→ RECORDS PROVIDED

PR #4840, opened 2025-04-29
Add fallback for QuadratureFunction::ProjectGridFunction

pazner:
This PR adds a slower fallback for QuadratureFunction::ProjectGridFunction that will be used when QuadratureInterpolator is not supported for the finite element space.

FiniteElementSpace::GetQuadratureInterpolator and FiniteElementSpace::GetFaceQuadratureInterpolator now may return nullptr if the space isn't supported by QuadratureInterpolator.

Some discussion about the implications of this design might be useful.

### DIFF
--- a/fem/qfunction.cpp
+++ b/fem/qfunction.cpp
@@ -56,6 +56,20 @@ void QuadratureFunction::Save(std::ostream &os) const
    os.flush();
 }
 
+void QuadratureFunction::ProjectGridFunctionFallback(const GridFunction &gf)
+{
+   if (gf.VectorDim() == 1)
+   {
+      GridFunctionCoefficient coeff(&gf);
+      coeff.Coefficient::Project(*this);
+   }
+   else
+   {
+      VectorGridFunctionCoefficient coeff(&gf);
+      coeff.VectorCoefficient::Project(*this);
+   }
+}
+
 void QuadratureFunction::ProjectGridFunction(const GridFunction &gf)
 {
    SetVDim(gf.VectorDim());
@@ -76,6 +90,13 @@ void QuadratureFunction::ProjectGridFunction(const GridFunction &gf)
       // Use quadrature interpolator to go from E-vector to Q-vector
       const QuadratureInterpolator *qi =
          gf_fes.GetQuadratureInterpolator(*qs_elem);
+
+      if (!qi)
+      {
+         ProjectGridFunctionFallback(gf);
+         return;
+      }
+
       qi->SetOutputLayout(QVectorLayout::byVDIM);
       qi->DisableTensorProducts(!use_tensor_products);
       qi->Values(e_vec, *this);
@@ -99,6 +120,13 @@ void QuadratureFunction::ProjectGridFunction(const GridFunction &gf)
       // Use quadrature interpolator to go from E-vector to Q-vector
       const FaceQuadratureInterpolator *qi =
          gf_fes.GetFaceQuadratureInterpolator(qspace->GetIntRule(0), face_type);
+
+      if (!qi)
+      {
+         ProjectGridFunctionFallback(gf);
+         return;
+      }
+
       qi->SetOutputLayout(QVectorLayout::byVDIM);
       qi->DisableTensorProducts(!use_tensor_products);
       qi->Values(e_vec, *this);
--- a/fem/quadinterpolator.cpp
+++ b/fem/quadinterpolator.cpp
@@ -69,9 +69,7 @@ QuadratureInterpolator::QuadratureInterpolator(const FiniteElementSpace &fes,
 
    d_buffer.UseDevice(true);
    if (fespace->GetNE() == 0) { return; }
-   const FiniteElement *fe = fespace->GetTypicalFE();
-   MFEM_VERIFY(fe->GetMapType() == FiniteElement::MapType::VALUE ||
-               fe->GetMapType() == FiniteElement::MapType::H_DIV,
+   MFEM_VERIFY(SupportsFESpace(fes),
                "Only elements with MapType VALUE and H_DIV are supported!");
 }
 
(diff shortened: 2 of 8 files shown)


fem/qfunction.cpp
```diff
@@ -76,6 +90,13 @@ void QuadratureFunction::ProjectGridFunction(const GridFunction &gf)
       // Use quadrature interpolator to go from E-vector to Q-vector
       const QuadratureInterpolator *qi =
          gf_fes.GetQuadratureInterpolator(*qs_elem);
+
+      if (!qi)
+      {
+         ProjectGridFunctionFallback(gf);
```
najlkin, line 96: That warning could go here to let the user know at least in the debug mode that the implementation does not use a quadrature interpolator and is expected to be slower 🐢 .

tzanio:

najlkin:
I think we should move forward with this one, making it to v4.9 ideally ⭐ . It is a small code change, but systematic improving user experience 👍 .

tzanio:
> I think we should move forward with this one, making it to v4.9 ideally ⭐ . It is a small code change, but systematic improving user experience 👍 .

Can I get some approvals, please?

rcarson3:
Could a simple unit test be added just to make sure this works roughly as expected and doesn't accidentally break in the future?

pazner:
Good point @rcarson3, addressed in 59a95cc8e6a689eca49d6df5940ccf260d864c40 and 63d983ed6a365520bcf68448065aec2f453109d1.

tests/unit/fem/test_quadf_coef.cpp
```diff
@@ -300,3 +300,50 @@ TEST_CASE("Face Quadrature Function Coefficients", "[Coefficient]")
       }
    }
 }
+
+TEST_CASE("QuadratureFunction::ProjectGridFunction",
+          "[Coefficient][QuadratureFunction]")
```
najlkin, line 305: Cool 👍 , I have checked this runs both, fallback and supported cases. However, it only tests `FaceQuadratureSpace`. Would you add a section for `QuadratureSpace`?

tests/unit/fem/test_quadf_coef.cpp
```diff
@@ -300,3 +300,50 @@ TEST_CASE("Face Quadrature Function Coefficients", "[Coefficient]")
...
+{
+   auto ftype = GENERATE(FaceType::Interior, FaceType::Boundary);
+   const int order = GENERATE(1, 2);
+   const int int_order = order + 1;
+   const auto mesh_fname = GENERATE(
+                              "../../data/star.mesh",
+                              "../../data/star-mixed.mesh",
```
najlkin, line 310: I have tried `QuadratureSpace`, but I am getting ugly errors on mixed meshes. That can be expected as `QuadratureInterpolator` uses `fespace->GetFE(0)` everywhere. Maybe we could check `Mesh::GetNumGeometries()` in `SupportsFESpace()`? 🤔

fem/qfunction.cpp
najlkin: I do not insist on this one, might be useful, but also excessive depending on the application. A preprocessor declaration could be used to turn it off or something like that, but well documented `QuadratureInterpolator::SupportsFESpace()` should be enough 😉 .

tests/unit/fem/test_quadf_coef.cpp
najlkin: ... and `Mesh::IsVariableOrder()` too 😉

pazner: Good suggestions, done in 6602df4fd251ddb986c1b7c8f29c109801dd84f8.

najlkin (approved):
Thanks for the change, looks good! 👍  I hope it will make it to v4.9 ⭐

najlkin:
@v-dobrev , are you planning to take a look?

fem/quadinterpolator.cpp
```diff
@@ -86,12 +84,20 @@ QuadratureInterpolator::QuadratureInterpolator(const FiniteElementSpace &fes,
...
 }
 
+bool QuadratureInterpolator::SupportsFESpace(const FiniteElementSpace &fespace)
+{
+   const FiniteElement *fe = fespace.GetTypicalFE();
+   const Mesh &mesh = *fespace.GetMesh();
+   return (fe->GetMapType() == FiniteElement::MapType::VALUE ||
+           fe->GetMapType() == FiniteElement::MapType::H_DIV)
+          && (!fespace.IsVariableOrder())
+          && (mesh.GetNumGeometries(mesh.Dimension()) == 1);
```
v-dobrev: The condition `(mesh.GetNumGeometries(mesh.Dimension()) == 1)` should be `<= 1` instead of `== 1` to support empty ranks.

Note that the result from `mesh.GetNumGeometries(mesh.Dimension())` is generally local to the processor, so the result of this method (`SupportsFESpace`) may be different on different ranks too. This seems to be fine when `SupportsFESpace` is used to dispatch to `ProjectGridFunctionFallback` but it is probably not a good idea to have rank-dependent result in `FiniteElementSpace::GetQuadratureInterpolator`.

One option to make the result globally consistent is to use `MPI_Allreduce` when the mesh is parallel. To avoid checks for parallel build and parallel mesh, it may be convenient to use the virtual method `Mesh::ReduceInt` instead.

Another option (which is a bit more restrictive) is to use `mesh.MeshGenerator()` (which should return the same on all ranks) and check it has only one bit equal to 1, i.e. the number is a power of 2. A simple way to check if `x` is a power of 2 is `((x-1) & x) == 0`. It may be worth adding a method to `Mesh` that returns this directly, i.e. if the mesh has only one type of elements globally.

pazner: Good point. How does 4d042959e8d41d88ba7ca026b5b8082ee22e0f34 look to you?

tzanio:

PR #173, opened 2018-05-31
(cms) Replace obsolet image plugin cmsplugin-filer by djangocms-picture

rmoch:
`cmsplugin-filer` was a dependency used by Aldryn_newsblog to handle images, but its deprecated
Now we do not use newsblog anymore we can replace it by `djangocms-picture`


sampaccoud:
can you add the PR description as commit message as there is not enough information in the commit message now.

PR #182, opened 2018-06-02
Add bootstrap styles to nav

mbenadda:
## Purpose

Navigation has no styles and is displayed as a vertical list with the default list-styles.

## Proposal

→ WHAT TO PRODUCE
The lines sought are those in the data above that include the string "expected"; copy each one.

→ TASK ANSWER
najlkin, line 96: That warning could go here to let the user know at least in the debug mode that the implementation does not use a quadrature interpolator and is expected to be slower 🐢 .
Could a simple unit test be added just to make sure this works roughly as expected and doesn't accidentally break in the future?
najlkin, line 310: I have tried `QuadratureSpace`, but I am getting ugly errors on mixed meshes. That can be expected as `QuadratureInterpolator` uses `fespace->GetFE(0)` everywhere. Maybe we could check `Mesh::GetNumGeometries()` in `SupportsFESpace()`? 🤔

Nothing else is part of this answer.